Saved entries
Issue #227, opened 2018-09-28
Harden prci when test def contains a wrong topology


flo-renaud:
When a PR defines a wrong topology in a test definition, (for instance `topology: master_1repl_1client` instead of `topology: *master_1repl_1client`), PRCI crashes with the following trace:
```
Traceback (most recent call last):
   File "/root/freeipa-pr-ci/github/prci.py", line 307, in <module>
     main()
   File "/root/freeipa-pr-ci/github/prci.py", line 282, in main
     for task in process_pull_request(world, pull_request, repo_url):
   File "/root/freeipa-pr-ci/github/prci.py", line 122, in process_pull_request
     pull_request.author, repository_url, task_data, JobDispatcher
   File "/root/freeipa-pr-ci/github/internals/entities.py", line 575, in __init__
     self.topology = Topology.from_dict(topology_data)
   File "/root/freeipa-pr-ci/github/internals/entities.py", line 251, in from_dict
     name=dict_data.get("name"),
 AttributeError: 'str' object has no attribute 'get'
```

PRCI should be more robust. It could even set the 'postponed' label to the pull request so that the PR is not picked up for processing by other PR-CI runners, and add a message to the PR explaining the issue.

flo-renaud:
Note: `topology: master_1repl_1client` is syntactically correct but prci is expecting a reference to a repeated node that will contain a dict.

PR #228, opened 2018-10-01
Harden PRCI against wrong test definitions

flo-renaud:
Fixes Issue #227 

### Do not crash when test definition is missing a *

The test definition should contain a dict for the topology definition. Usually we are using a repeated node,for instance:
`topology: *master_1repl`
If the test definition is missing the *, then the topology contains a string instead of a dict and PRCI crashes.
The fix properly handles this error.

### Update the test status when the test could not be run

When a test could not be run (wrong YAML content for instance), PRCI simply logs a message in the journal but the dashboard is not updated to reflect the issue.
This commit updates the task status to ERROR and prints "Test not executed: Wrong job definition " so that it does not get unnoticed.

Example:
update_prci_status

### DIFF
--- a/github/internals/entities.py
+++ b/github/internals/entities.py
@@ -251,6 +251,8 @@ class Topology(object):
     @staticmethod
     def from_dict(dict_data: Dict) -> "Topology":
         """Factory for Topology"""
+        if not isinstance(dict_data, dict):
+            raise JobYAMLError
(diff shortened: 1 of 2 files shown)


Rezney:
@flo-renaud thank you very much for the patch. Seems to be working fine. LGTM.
* * *
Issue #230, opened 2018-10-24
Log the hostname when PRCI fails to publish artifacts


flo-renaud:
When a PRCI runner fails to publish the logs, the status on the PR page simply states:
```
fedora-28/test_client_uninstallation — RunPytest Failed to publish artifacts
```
---
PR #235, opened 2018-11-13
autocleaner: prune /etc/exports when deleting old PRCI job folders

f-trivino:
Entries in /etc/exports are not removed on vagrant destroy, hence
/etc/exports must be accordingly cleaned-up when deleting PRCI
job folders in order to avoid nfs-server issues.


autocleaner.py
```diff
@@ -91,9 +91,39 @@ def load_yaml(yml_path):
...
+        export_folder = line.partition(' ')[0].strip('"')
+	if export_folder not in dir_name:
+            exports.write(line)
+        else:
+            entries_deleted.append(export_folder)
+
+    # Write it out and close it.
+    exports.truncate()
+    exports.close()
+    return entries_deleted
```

TASK STATEMENT
Take each line above that holds the string "fails" and copy it.

EXERCISE ANSWER
Log the hostname when PRCI fails to publish artifacts
When a PRCI runner fails to publish the logs, the status on the PR page simply states:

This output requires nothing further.